Like any activity your skill with the program improves the more you practice with it. 

Lyn, your skills are already MUCH better than mine were when I first began using the program and you are going to continue to improve with each and every picture you do.

Thank you again for the wonderful surprise! :hug:*


----------



## LynandIndigo

Your Welcome Deb...Thank you for the huge complement.. I can't draw or paint either wish I could. My mother has the talent to paint and draw.

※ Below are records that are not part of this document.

PR #10368, opened 2026-06-25
[4.x] Add support for `@continue` and `@break` in morph markers

### LINKED ISSUE #10350: wire:sort with wire:sort:group: TypeError on cross-group drag in empty group
### Livewire version

v4.2.4

### Laravel version

v12.56

### PHP version

8.4.16

Chromium Win

When using wire:sort with wire:sort:group to drag items between groups, a JavaScript error occurs in livewire.js when dropping an item into a different empty group:

TypeError: Cannot read properties of null (reading 'before')
    at Block.appendChild (livewire.js:13659:23)
    at context.patchChildren (livewire.js:13490:20)
    ...

This error breaks further Livewire execution on the page. The server-side callback runs correctly and the database is updated as expected — the issue is purely in the client-side DOM morphing after the update.

Root cause
wire:sort internally calls skipRender() after the sort callback to avoid unnecessary re-renders when reordering within the same group. However, when an item is dragged across groups (wire:sort:group), a full re-render is required because two separate DOM containers change. Livewire does not distinguish between these two cases and suppresses the re-render unconditionally, causing the DOM morphing algorithm to operate on a stale/inconsistent DOM state.

To reproduce
Set up a Livewire component with nested wire:sort and wire:sort:group
Have at least two groups with items
Drag an item from one group into an empty group
Observe the TypeError in the browser console

```<div wire:sort="reorderOfferOptions" wire:key="offer-options-{{ $offer->id }}">
            @forelse ($offerOptions as $option)

                <div wire:sort:item="{{ $option->id }}" wire:key='option_{{ $option->id }}' class="draggable">
                    {{ $option->name }} || {{ $option->id }}

                    <div class="mx-5 draggable-zone" wire:sort="reorderOfferedProducts" wire:sort:group="options"
                        wire:key="sort-zone-{{ $option->id }}" wire:sort:group-id="{{ $option->id }}">
                        @if ($option->offeredProducts->count() > 0)
                            @foreach ($option->offeredProducts as $offeredProduct)
                                <div wire:sort:item="{{ $offeredProduct->id }}"
                                    wire:key="op-{{ $offeredProduct->id }}" class="draggable border-bottom mb-2">
                                    {{ $offeredProduct->offer_option_order }} || {{ $offeredProduct->id }}
                                </div>
                            @endforeach
                        @endif
                    </div>
                </div>
            @empty
            @endforelse
        </div>
```

_No response_

The item is moved to the target group and the DOM updates correctly without any JavaScript errors.

joshhanley:
# The Scenario

When a Blade loop contains `@continue(...)`, a Livewire update can fail during DOM morphing with this browser console error:

```text
Uncaught TypeError: Cannot read properties of null (reading 'before')
```

The server-side action can still run, but the client-side update breaks when the DOM is patched.

```blade
@foreach ($offerOptions as $option)
    @continue($option->offeredProducts->count() == 0)

    <div wire:key="option-{{ $option->id }}">
        {{ $option->name }}
    </div>
@endforeach
```

# The Problem

The browser error happens because Livewire can send incomplete morph marker boundaries to the client.

Livewire did not support Blade `@continue` and `@break` directives when compiling morph markers. When a loop exits through one of those directives, Laravel compiles it into PHP control flow that can skip the closing marker Livewire expected to render. The client morph engine can then lose the matching end comment for the block it is patching and call `before` on a missing node.

# The Solution

Add support for Blade `@continue` and `@break` directives in Livewire morph marker compilation.

Bare directives are supported:

```blade
@continue
@break
```

Conditional directives are supported:

```blade
@continue($shouldSkip)
@break($shouldStop)
```

Numeric-depth directives are supported:

```blade
@continue(2)
@break(2)
```

Fixes #10350

### DIFF
--- a/src/Features/SupportMorphAwareBladeCompilation/BrowserTest.php
+++ b/src/Features/SupportMorphAwareBladeCompilation/BrowserTest.php
@@ -81,5 +81,39 @@ class BrowserTest extends \Tests\BrowserTestCase
         ->assertVisible('@disable')
         ;
     }
-}
 
+    public function test_continue_inside_loop_does_not_break_morphing_when_condition_changes(): void
+    {
+        Livewire::visit(new class extends Component {
+
+            public bool $show = false;
+
+            public function render(): string
+            {
+                return <<<'HTML'
+                <div>
+                    <button type="button" wire:click="showContent" dusk="show">Show</button>
+
+                    @foreach ([1] as $item)
+                        @if (true)
+                            @continue(! $show)
+
+                            <div dusk="content">Content</div>
+                        @endif
+                    @endforeach
+                </div>
+                HTML;
+            }
+
+            public function showContent(): void
+            {
+                $this->show = true;
+            }
+        })
+        ->assertNotPresent('@content')
+        ->waitForLivewire()->click('@show')
+        ->assertVisible('@content')
+        ->assertConsoleLogHasNoErrors()
+        ;
+    }
+}
--- a/src/Features/SupportMorphAwareBladeCompilation/SupportMorphAwareBladeCompilation.php
+++ b/src/Features/SupportMorphAwareBladeCompilation/SupportMorphAwareBladeCompilation.php
@@ -156,6 +156,8 @@ class SupportMorphAwareBladeCompilation extends ComponentHook
                 $template = static::suffixClosingDirective($match[0], $template, $matchPosition);
             } elseif (preg_match($loopEmptyDirectivePattern, $match[0])) {
                 $template = static::suffixLoopEmptyDirective($match[0], $template, $matchPosition);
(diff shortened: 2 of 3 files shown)


calebporzio (approved):
Verified locally: the SupportMorphAwareBladeCompilation unit file passes (136 tests) and the full Unit suite passes (1287 tests) on this branch, since this touches global template compilation. The new Dusk browser test passes here, and as a negative control it reproduces the exact reported error on main (Uncaught TypeError: Cannot read properties of null (reading 'before')). The 10 new provider cases plus the updated @while case all fail against main without the fix. Also sanity-checked the stray-ENDBLOCK cases (bare @break at loop-body depth, @break inside @switch): the Alpine morph algorithm only enters block scanning on a paired BLOCK-open, so an unmatched close marker is treated as an ordinary comment node and is benign.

Sometime I am going to get her to paint Indi and Skipper...

Deb your kinds mean a lot to me I am glad that you liked my photoshop pictures.. I was in the mood for doing some yesterday so it took me all day just to get it right... I love my tatting I haven't done any since I lost my father but I plan to go back to it and enter it in the Shows again

Are you going to use one for your Signature now?


----------



## FaeryBee

*Lyn,

The gift is lovely and I like the pictures you did very much.
I've saved them to my computer so I can enjoy seeing them whenever I like.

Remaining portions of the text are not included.